But the years dragged by, one after the other, in that out-of-the-way land, so woefully lacking in transportation—empty-handed years almost, that held out scarcely more than a possibility at any time that those precious plans of theirs would ever be fulfilled. It would take a fat purse indeed to send Dot to select Longwell Seminary in San Francisco and keep her there in becoming luxury until she blossomed forth a chosen daughter of California’s élite.
When Dot was twelve her brave little mother died, and for a long time afterward, Lemuel went about like a man desperately searching for something he had lost without knowing just what it was. His resurrected hopes died with her, and were buried. Everything slowed down to a point where he merely held on to a bare living for himself and his child.
To-day, he was a failure, that child eighteen, while the only remaining echo of the precious plans to make Dot a grand lady was this secret wild mania of his, seething in the core of his brain, to see that daughter educated before they laid him beside the trim little grave in the garden.
Perhaps it was this same mania of his that now led him to haunt the nearest place where brains forgathered—the gold camp of Geerusalem, four miles northeast of the Huntington ranch—and to get to hobnobbing with its insolent brotherhood of mining engineers, promoters, assayers, and attorneys—a type of individual that looms up in the mind of the crude Southwest as prodigious as totem poles, omniscient and omnipotent.
Whatever it was that made Lemuel enjoy being the butt of this uppish fraternity’s quips and sneers, and come back regularly for more, hardly matters. Month in and month out, as often as he could get away from the ranch, he would saddle a horse and ride to Geerusalem, and spend the day strutting around with the forty-five caliber brains of the camp. Accordingly, day after day, Dot, the imaginative, was left to herself and the weaving of her wistful, romantic dreams.
She was a bright little body, this eighteen-year-old daughter of Lemuel, the failure; face so frank and sensitive, hair so soft and wavy and glossy, throat so round and smooth. Her eyes were large and brown, and sometimes quite sad from gazing too long into the monotonous distances out of whose blue haze nothing of living substance ever came.
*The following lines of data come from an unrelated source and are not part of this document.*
PR #3248, opened 2017-05-25
Add world news page for a b test

davidbasalla:
For https://trello.com/c/KV9diS41/158-create-a-new-version-of-the-worldwide-location-template-with-only-news

This adds a new News page for world locations. It will be used for the A/B test for a number of selected countries. It’s a slimmed down version of the WorldLocation page, showing just featured and latest documents.

Also updates the WorldLocationController to use the latest `WorldwideAbTestHelper` class

----------------------------------
screen shot 2017-05-25 at 16 48 37

### DIFF
--- a/app/controllers/world_location_news_controller.rb
+++ b/app/controllers/world_location_news_controller.rb
@@ -1,0 +1,29 @@
+class WorldLocationNewsController < PublicFacingController
+  enable_request_formats index: [:atom, :json]
+  before_action :load_world_location, only: :index
+
+  def index
+    recently_updated_source = @world_location.published_editions.with_translations(I18n.locale).in_reverse_chronological_order
+    respond_to do |format|
+      format.html do
+        set_meta_description("What the UK government is doing in #{@world_location.name}.")
+        set_slimmer_world_locations_header([@world_location])
+
+        @recently_updated = recently_updated_source.limit(3)
+        @feature_list = FeatureListPresenter.new(@world_location.feature_list_for_locale(I18n.locale), view_context).limit_to(5)
+      end
+      format.json do
+        redirect_to api_world_location_path(@world_location, format: :json)
+      end
+      format.atom do
+        @documents = EditionCollectionPresenter.new(recently_updated_source.limit(10), view_context)
+      end
+    end
+  end
+
+private
+
+  def load_world_location
+    @world_location = WorldLocation.with_translations(I18n.locale).find(params[:world_location_id])
+  end
+end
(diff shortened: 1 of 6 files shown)


app/models/world_location.rb
```diff
@@ -113,6 +113,10 @@ def self.geographical
     where(world_location_type_id: WorldLocationType.geographic.map(&:id)).ordered_by_name
   end
 
+  def worldwide_publishing_taxonomy_ab_test_content
```
bevanloon: This looks like something I could use :)
Was considering some sort of helper class for the YAML business since I'm doing lots of nasty stuff to get my content out of it here https://github.com/alphagov/whitehall/pull/3250/files#diff-5886670c1b6ac5a5f3997948532b898dR62

app/controllers/world_location_news_controller.rb
```diff
@@ -0,0 +1,55 @@
...
+  enable_request_formats index: [:atom, :json]
+  before_action :load_world_location, only: :index
+  before_action :setup_a_b_test, only: :index
+
+  def index
+    recently_updated_source = @world_location.published_editions.with_translations(I18n.locale).in_reverse_chronological_order
+    respond_to do |format|
+      format.html do
+        if render_b_variant?
+          setup_a_b_test
```
rubenarakelyan: Do we need to call this here as well as in the `before_action`?

davidbasalla: Absolutely not, that shouldn't be there! Will fix!

davidbasalla: Fixed

test/functional/world_location_news_controller_test.rb
```diff
@@ -0,0 +1,138 @@
...
+    with_variant WorldwidePublishingTaxonomy: "A", assert_meta_tag: false do
+      get :index, world_location_id: @world_location
+
+      assert_redirected_to world_location_path(@world_location)
+    end
+  end
+
+  view_test "should redirect to the world location page if the user is in 'B' cohort for country not in ab test list" do
+    with_variant WorldwidePublishingTaxonomy: "B", assert_meta_tag: false do
+      world_location = create(:world_location)
```
gpeng: Might be better to set the slug to one we know isn't in the test here and not stub the `WorldwideAbTestHelper` as this is a higher level test. That will exercise the most of the stack and the content data file that we add.

davidbasalla: Thanks, I've updated the test so as to not stub `WorldwideAbTestHelper` at all

PR #3249, opened 2017-05-25
Add primary language and translations available to CSV export

h-lame:
For: https://trello.com/c/p3x8gE9F/162-add-translation-column-to-whitehall-csv-export

Not all editions have english as their primary language, and not all
editions have been translated.  Adding these columns to the CSV export
lets content analysts filter documents to find translated content quickly.

Note that in the presenter we use `edition.translated_locales.count > 1`
as a guard clause instead of the seemingly more obvious
`edition.available_in_multiple_languages?`.  The latter assumes english
as a default and reports true if the edition has any non-english
translations.  There are some editions that are not available in
english at all and so available_in_multiple_languages? reports true, when
they may only be available in one language.  It might be that
`Edition#available_in_multiple_languages?` would be better renamed as
`Edition#available_in_languages_other_than_english?` to avoid this
confusion.

### DIFF
--- a/app/presenters/document_list_export_presenter.rb
+++ b/app/presenters/document_list_export_presenter.rb
@@ -28,7 +28,9 @@ class DocumentListExportPresenter
       'Specialist sectors',
       'Collections',
       'Can have history-mode',
-      'History-mode applied'
+      'History-mode applied',
+      'Primary language',
+      'Translations available',
     ]
   end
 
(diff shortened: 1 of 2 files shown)


h-lame:
Flagged as DNM because I want to check that the export is ok with content designers first who will be the main users of it.

h-lame:
Removed DNM as I've checked with content folk and they're cool with the new columns

PR #3250, opened 2017-05-25
Add embassy contact page template

bevanloon:
This PR adds a new Embassy Contact page that will replace the worldwide organisation pages for users in the B group of the worldwide taxonomy A/B test.

Users in the B group attempting that request a translated version of the page will be shown the current page as we aren't supporting translations for the A/B test.

Trello: https://trello.com/c/9AWsaa3N/154-add-embassy-contact-page-template-to-whitehall

### DIFF
--- a/app/controllers/world_locations_controller.rb
+++ b/app/controllers/world_locations_controller.rb
@@ -53,7 +53,7 @@ class WorldLocationsController < PublicFacingController
     end
   end
 
-  private
+private
 
   def load_world_location
     @world_location = WorldLocation.with_translations(I18n.locale).find(params[:id])
--- a/app/controllers/worldwide_organisations_controller.rb
+++ b/app/controllers/worldwide_organisations_controller.rb
@@ -2,6 +2,7 @@ class WorldwideOrganisationsController < PublicFacingController
   include CacheControlHelper
   enable_request_formats show: :json
   before_action :load_worldwide_organisation
+  before_action :setup_a_b_test
 
   respond_to :html, :json
 
@@ -24,17 +25,25 @@ class WorldwideOrganisationsController < PublicFacingController
   end
 
   def show_b_variant
-    render template: 'embassies/show'
+    @world_location = WorldLocation.with_translations(I18n.locale).find(params[:world_location_id])
+    @embassy_data = embassy_test_data(params[:id])
+    @primary_role = primary_role
+    @other_roles = ([secondary_role] + office_roles).compact
+
+    set_meta_description(@worldwide_organisation.summary)
+    set_slimmer_organisations_header([@worldwide_organisation] + @worldwide_organisation.sponsoring_organisations)
+
+    if b_variant? && @embassy_data
+      render template: 'embassies/show'
+    else
+      redirect_to @worldwide_organisation
+    end
   end
 
 private
 
   def redirect_if_required_for_ab_test
-    ab_test = GovukAbTesting::AbTest.new("WorldwidePublishingTaxonomy", dimension: 45)
-    requested_variant = ab_test.requested_variant(request.headers)
-    requested_variant.configure_response(response)
-
-    if requested_variant.variant_b? &&
+    if b_variant? &&
         worldwide_test_helper.is_under_test?(@worldwide_organisation) &&
         locale_is_en?
       redirect_to worldwide_test_helper.location_for(@worldwide_organisation)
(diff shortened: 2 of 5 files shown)


rubenarakelyan:
Adding `?ABTest-WorldwidePublishingTaxonomy=A` to any links to translated content will push people visiting those pages back into the "A" cohort.

bevanloon:
@gpeng I think 8ee790c8e227206a99baf1e6bb250f52cac0dabd should fix up the redirect.

app/controllers/world_locations_controller.rb
```diff
@@ -79,4 +79,8 @@ def parent_taxon
       description: "Accessing UK services from #{@world_location.name}, advice for travelling to the UK, and help with trading between the UK and #{@world_location.name}."
     }
   end
+
+  def b_variant_page_content
```
bevanloon: Don't think we need this anymore given https://github.com/alphagov/whitehall/blob/master/app/controllers/world_locations_controller.rb#L43

config/routes.rb
```diff
@@ -150,6 +150,7 @@ def external_redirect(path_prefix, target)
 
     resources :world_locations, path: 'world', only: [:index, :show], localised: true do
       resources :world_location_news, path: 'news', only: [:index]
+      resources :worldwide_organisations, path: '', only: [:show], to: 'worldwide_organisations#show_b_variant'
```
davidbasalla: What does the empty string for `path` signify there?

app/controllers/worldwide_organisations_controller.rb
```diff
@@ -23,8 +23,36 @@ def show
...
+  def show_b_variant
+    @world_location = WorldLocation.with_translations(I18n.locale).find(params[:world_location_id])
+    @embassy_data = embassy_test_data(params[:id])
+    @primary_role = primary_role
+    @other_roles = ([secondary_role] + office_roles).compact
+
+    set_meta_description(@worldwide_organisation.summary)
+    set_slimmer_organisations_header([@worldwide_organisation] + @worldwide_organisation.sponsoring_organisations)
+
+    if show_b_variant? && @embassy_data
```
davidbasalla: So the `&& @embassy_data` is effectively checking if there's any data for this organisation in the YAML file? In the other controllers we used the `is_under_test?` method from the WorldwideABTestHelper. Might not make a huge difference here though

app/controllers/worldwide_organisations_controller.rb
```diff
@@ -60,4 +88,28 @@ def secondary_role
...
+  end
+
+  def configure_ab_variant
+    ab_test = GovukAbTesting::AbTest.new("WorldwidePublishingTaxonomy", dimension: 45)
+    @requested_variant = ab_test.requested_variant(request.headers)
+    @requested_variant.configure_response(response)
+  end
+
+  def show_b_variant?
+    configure_ab_variant if @requested_variant.nil?
```
davidbasalla: Wouldn't this always be `nil`? Wondering if we need the `if` clause...

Also there's a bit of duplication of setting up AB test stuff (see method `redirect_if_required_for_ab_test` use in the `show` controller method). I added a before_action where I do all ab test setup in https://github.com/alphagov/whitehall/blob/master/app/controllers/world_location_news_controller.rb#L35-L39, not sure if that's neater?

app/controllers/worldwide_organisations_controller.rb
```diff
@@ -60,4 +88,28 @@ def secondary_role
   def office_roles
     @worldwide_organisation.office_staff_roles.map { |office_staff| RolePresenter.new(office_staff, view_context) }
   end
+
+  def test_helper_content
+    ab_test_helper = WorldwideAbTestHelper.new
```
davidbasalla: We can use the existing `worldwide_test_helper` method here

config/routes.rb
bevanloon: It suppresses `/worldwide_organisations` in the url so we get a url in the form of `/government/world/<location>/<organisation>` rather than `/government/world/<location>/worldwide_organisations/<organisation>`

Not sure if there's a better way to do that?

app/controllers/worldwide_organisations_controller.rb
bevanloon: I think if we use `is_under_test?` we could have a situation where we have, for example, an `organisation` in a `world_location` where the `world_location` is in the YAML file, but the `organisation` isn't.....in that instance `is_under_test?` would return true (because it's testing for existence of the `world_location` in the YAML) but there would be no content.

For example - if our YAML was

```
australia:
  taxonomy:
    - title: Help for British nationals in Australia
      description: Travel documents and help with emergencies.
      base_path: help-for-british-nationals
      tagged_content:
        - title: Get a new or replacement UK passport
          description: Forms, prices and application
          base_path: /apply-renew-passport
        - title: Get emergency UK travel documents
          description: If you're abroad, need to travel and can't get a passport in time.
          base_path: /emergency-travel-document
  embassies:
    british-high-commission-canberra:
      - title: British High Commission Canberra
        summary: The summary
        body: |
          The High Commission in Canberra....
brazil:
  taxonomy:
.
.
.
```

and we hit `/world/australia/british-high-commission-melbourne`, we would end up with `is_under_test?` returning true because Australia is in the YAML, but there would be nothing for the `british-high-commission-melbourne`

I did think of pushing the test for having actual embassy data into the test helper, but I thought it might get messy to start iterating through the YAML structure looking for data so I left it in the controller for now.

davidbasalla: Ah yes, I see! For some reason I though that `is_under_test?` also checks whether the organisation is included in YAML but such appears not to be the case!

app/controllers/worldwide_organisations_controller.rb
bevanloon: 👍 should be fixed in d5f7478e73591b779b667398e5a30b9522402067

app/controllers/worldwide_organisations_controller.rb
bevanloon: yes - much neater - I've implemented that in d5f7478e73591b779b667398e5a30b9522402067

bevanloon:
@davidbasalla I think I've addressed everything :)
fixed an additional bug while I was at it 👍

PR #3251, opened 2017-05-25
Add helper class for Worldwide taxonomy A/B test

gpeng:
Centralises logic for redirects and access to the YAML content file to help with the implementation of the Worldwide taxonomy A/B test.

Also provides methods to simplify checking if a particular location or organisation should be included in the test.

### DIFF
--- a/lib/worldwide_ab_test_helper.rb
+++ b/lib/worldwide_ab_test_helper.rb
@@ -1,8 +1,8 @@
 class WorldwideAbTestHelper
   attr_reader :content
 
-  def initialize
-    @content = YAML.load_file(file_path)
+  def initialize(content_file_path = nil)
+    @content = YAML.load_file(content_file_path || file_path)
   end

She had grown to charming young womanhood, but she still retained the fanciful mind of her pinafore days—the little story-teller had survived as her playmate, Frank Norris would have said—with all a youngster’s fascination for impossible stories of impossible beings.
She would sit by the hour dreaming of handsome blond heroes rescuing beautiful maidens from the clutches of Tatarian villains, with wicked flowing black mustaches and bushy eyebrows, of magnificent daredevil bandits succoring helpless widows and orphans, of notorious Billy Gee even, about whose wild, desperate exploits up and down the Mohave and Colorado Deserts she had heard so much, of hairbreadth escapes, furious bloody duels, and brilliant weddings.
The isolated ranch was an ideal spot for the painting of just such thrilling mind pictures. She could sit on the front porch and look across the gray desolation of plain that stretched to the violet and yellow scallop of range twenty miles eastward, and visualize in that void of undulating air currents every scene her fertile imagination conjured up for her. She lived those scenes, every one of them. They were big moments in her life; palpitating, vivid moments—moments that made her dreary, humdrum existence worth while to her.
“Nothing ever happens out here,” she would sometimes murmur to the eternal sameness of the plains. “Nobody ever comes this way, even. I wish daddy would sell the ranch and move to Geerusalem or somewhere—where things happen, where people laugh and talk and visit.”
On a number of occasions, Lemuel had found her sitting on the front porch, musing into the solitudes, eyes brilliant, cheeks aglow, her parted lips moving.